3rd Bedroom Ceiling by jdskinner97, on Flickr


Master Bedroom by jdskinner97, on Flickr


Master Bedroom Sofa by jdskinner97, on Flickr


Bathroom by jdskinner97, on Flickr


Pig Pens by jdskinner97, on Flickr


Pigs by jdskinner97, on Flickr


Workshop by jdskinner97, on Flickr


Outbuilding Sun by jdskinner97, on Flickr


Lamp Outside by jdskinner97, on Flickr


[EDIT] I have removed the outside images of the house, As I just read the "Wedding Dress House" thread and don't fancy this being destroyed by undesirables!


----------



## BikinGlynn (Feb 24, 2015)

Great report, good luck with buying / restoring, I would love to do it, but looks like a challenge!


----------



## jskinner (Feb 24, 2015)

BikinGlynn said:


> Great report, good luck with buying / restoring, I would love to do it, but looks like a challenge!

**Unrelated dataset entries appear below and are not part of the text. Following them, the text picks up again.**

PR #14, opened 2015-04-07
Elastic Beanstalk deployment

allait:
Adds .ebextensions packages config, build script and updates gulp-sass

### DIFF
--- a/setup.cfg
+++ b/setup.cfg
@@ -1,2 +1,2 @@
 [pep8]
-exclude = ./venv,./bower_components,./digital_marketplace_frontend_toolkit
+exclude = ./venv,./bower_components,./node_modules
--- a/.ebextensions/packages.config
+++ b/.ebextensions/packages.config
@@ -1,0 +1,3 @@
+packages:
+  yum:
+    libffi-devel: []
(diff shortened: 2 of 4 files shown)


setup.cfg
```diff
@@ -1,2 +1,2 @@
 [pep8]
-exclude = ./venv,./bower_components,./digital_marketplace_frontend_toolkit
```
robyoung: Why does this also remove `./digital_marketplace_frontend_toolkit`? It doesn't mention it in the commit comment.

TheDoubleK:
I think that the `digital_marketplace_frontend_toolkit` folder is no longer imported here at all.  It used to be brought in as part of the frontend build but is done in a different way now so we no longer need this exclusion from pep8.

quis:
For reference, it's imported here now: https://github.com/alphagov/digitalmarketplace-buyer-frontend/blob/master/bower.json#L7

setup.cfg
allait: I've used the same file we have in other frontend apps. I couldn't find `digital_marketplace_frontend_toolkit` after running frontend build tasks, but as @quis mentioned it seems to be in `./bower_components/digital_marketplace_frontend_toolkit` now, which is ignored by `./bower_components`

PR #16, opened 2015-04-13
Add latest search patterns from toolkit

quis:
This commit bumps the version of the Digital Marketplace frontend toolkit, which updates the following patterns:
- Search result (now looks more like a GOV.UK finder)
- Multi-select (now renamed to 'option select' and using a more recent version of the GOV.UK component)

image


robyoung:
If I uncheck boxes and click filter again they remain checked.

quis:
@robyoung Is that something that this PR has broken, or something that's broken already?

robyoung:
I don't know, this is the first time I've started up this app. Do you want me to raise that as a separate bug?

quis:
I don't really know the history of the app… It might well be something that
@tombye is fixing with his forthcoming mega pull request.

quis:
Rebased on top of @tombye's branch, for review as one unit.

PR #17, opened 2015-04-14
Replace hard-coded filter content with YAML

quis:
This does not change which filters we show. It just moves the _definition_ of which filters we show:
- from being hard-coded in the app
- to a YAML manifest which the content loader helper can use to pull in the labels from the content repo

This means changing the keys used in the template to those used by the content repo.

This also fixes the bug that @robyoung noticed where filter state was persisting when it shouldn't.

Think it's one of those places where it looks worse than it is. Structurally it's sound, Me and my dad are competent DIYers and know tradesmen too. Also spoke to the owner about utilities etc.. It's all possible with a bit of luck eh?  Plus we all dream.... haha.


----------



## thorfrun (Feb 24, 2015)

Really nice pics, if you can get it then go for it. i too would keep it as original as possible (although you might want to turn the bath tap slightly)


----------



## BikinGlynn (Feb 25, 2015)

It all looked pretty good to me until I saw the roof shot! I am no expert but done a house which was just about a shell, but it did have sound roof, walls & floors! B great to save it though!


----------



## flyboys90 (Feb 25, 2015)

Good luck with your purchase.


----------



## jskinner (Feb 25, 2015)

BikinGlynn said:


> It all looked pretty good to me until I saw the roof shot! I am no expert but done a house which was just about a shell, but it did have sound roof, walls & floors! B great to save it though!

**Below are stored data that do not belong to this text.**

PR #20, opened 2015-04-16
Add homepage

quis:
This replaces "Hello world!"

It copies the current Digital Marketplace, with the following caveats:

1. No link to Crown Hosting—we don't have the page yet
2. No link to framework information pages (we don't have the pages yet, and maybe they will be published on GOV.UK by the time this app goes live)

And the following sub-caveat:

1. I don't know what the URL structure for search will be yet, so have assumed `/search?lot=saas`

### DIFF
--- a/app/assets/scss/_index-page.scss
+++ b/app/assets/scss/_index-page.scss
@@ -1,0 +1,32 @@
+// styles specific to index pages
+
+.index-page {
+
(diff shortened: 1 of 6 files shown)


TheDoubleK:
The lack of all punctuation disturbs me, but "it's in the guide", I know.

PR #28, opened 2015-04-30
`/_status` endpoint includes information about dependent APIs

pcraig3:
`/_status` endpoint knows about the (data) api and the search api.  

If all is well, response looks like this:
```json
{
  "api_status": {
    "db_version": "10_adding_supplier_to_user_table",
    "status": "ok",
    "version": null
  },
  "search_api_status": {
    "app_version": null,
    "db_status": {
      "message": [
        {
          "num_docs": 16423,
          "primary_size": "26mb"
        }
      ],
      "status_code": 200
    },
    "status": "ok"
  },
  "status": "ok",
  "version": null
}
```
If one of the APIs returns a 500-level response (maybe it's still responding, but no longer has a connection to its database), the status response looks more like this:
```json
{
  "api_status": {
    "message": "Error connecting to database",
    "status": "error",
    "version": null
  },
  "message": "Error connecting to the (Data) API.",
  "search_api_status": {
    "app_version": null,
    "db_status": {
      "message": [
        {
          "num_docs": 16423,
          "primary_size": "26mb"
        }
      ],
      "status_code": 200
    },
    "status": "ok"
  },
  "status": "error",
  "version": null
}
```
If our APIs are down:
```json
{
  "api_status": null,
  "message": "Error connecting to the (Data) API and the Search API.",
  "search_api_status": null,
  "status": "error",
  "version": null
}
```

#### Note : 

I'm referring to it as the (Data) API in the response message text in the case of an error, but haven't used the `data_` prefix anywhere else.

### DIFF
--- a/app/models.py
+++ b/app/models.py
@@ -34,19 +34,6 @@ def strip_services_wrapper(content):
     return content_json["services"]
 
 
-def get_api_status():
-    return requests.get(
-        api_url + '/_status',
-    )
-
-
-def get_search_api_status():
-    # Might be the wrong url - os.getenv('DM_SEARCH_API_URL') + "/search"
-    return requests.get(
-        search_api_url + '/_status',
-    )
-
-
 def get_service(service_id):
     url = api_url + "/services/" + service_id
     response = requests.get(
--- a/app/models.py
+++ b/app/models.py
@@ -34,7 +34,7 @@ def strip_services_wrapper(content):
     return content_json["services"]
 
 
-def get_data_api_status():
+def get_api_status():
     return requests.get(
         api_url + '/_status',
     )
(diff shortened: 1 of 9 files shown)


app/status/views.py
```diff
@@ -1,9 +1,50 @@
...
+
+    api_response = utils.return_response_from_api_status_call(
+        models.get_api_status
+    )
+
+    search_api_response = utils.return_response_from_api_status_call(
+        models.get_search_api_status
+    )
+
+    apis_wot_got_errors = []
```
TheDoubleK: Same again on the variable name I'm afraid. I'm not against frivolity, honest...

app/status/views.py
```diff
@@ -1,9 +1,50 @@
...
+
+    if api_response is None or api_response.status_code is not 200:
```
TheDoubleK: And same again for integer comparison - should always be == or !=

app/models.py
```diff
@@ -33,6 +34,19 @@ def strip_services_wrapper(content):
     return content_json["services"]
 
 
+def get_api_status():
```
allait: These can be replaced with `dmutils.apiclient` now

PR #179, opened 2015-10-15
Add API error handling similar to supplier app

robyoung:
Currently 404s returned by the API are resulting in 500s on the buyer app for invalid supplier requests. This change takes the model used in the supplier frontend to automatically handle uncaught APIErrors. It is not identical to the supplier app version because the default template data is generated in a different way.


pcraig3:
:+1:

PR #181, opened 2015-10-21
Lowercase lot filters

allait:
Related to alphagov/digitalmarketplace-frameworks#99 and bower.json needs to be updated with a new SHA once frameworks PR is merged.

### Show full lot names in search results for services with lowercase lot slugs

New API returns service documents with lowercase lot slugs, which means
that once these service documents are indexed search API responses will
contain lowercase slugs in lot fields. Since lotName fields aren't
indexed yet we switch the comparison to be case-insensitive for search
result lot name display.

### Use lowercase lot slugs for finding category filters
Framework files should support both lowercase and mixed-case lots,
so using the new lot format for all content builder filter calls.

(alphagov/digitalmarketplace-frameworks#99)

### Rename digital-marketplace-ssp-content to digitalmarketplace-frameworks


tombye:
:+1:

Flashing has gone and taken 20 odd tiles with it. That's all it is. Beams that hold up the roof are fine. Just the beams that hold of that part of the ceiling that aren't. It can be done - As I say nothing structural


----------



## jskinner (Feb 25, 2015)

Just to make you all aware, I have removed the outside images of the house, As I just read the "Wedding Dress House" thread and don't fancy this being destroyed by undesirables!


----------



## smiler (Feb 25, 2015)

Looks doable, especially if you and your family and friends are able to do most of the work, Good Luck and please post the finished result. Thanks


----------



## Dirus_Strictus (Feb 26, 2015)

jskinner said:


> Just to make you all aware, I have removed the outside images of the house, As I just read the "Wedding Dress House" thread and don't fancy this being destroyed by undesirables!



By stating the County it is still possible for a really motivated moron to find this place - due to facts in the history section. Personally I would never post up details of a place I was looking to buy. There are more than enough sick individuals out there within easy travelling distance, straining at the leash to spoil your dreams, without advertising the fact to the world.


----------



## krela (Feb 26, 2015)

Think you're being a bit OTT with the paranoia there DS.


----------



## UrbanX (Feb 26, 2015)

Fantastic report, love the look of this place. 
I got planning permission only today to convert 12 barns that are in a lot worse state than this! So although my initial thought was "I wouldn't touch that with a bargepole" a lot more adventurous has been done  
Do let us know how you get on!


----------



## Dirus_Strictus (Feb 26, 2015)

krela said:


> Think you're being a bit OTT with the paranoia there DS.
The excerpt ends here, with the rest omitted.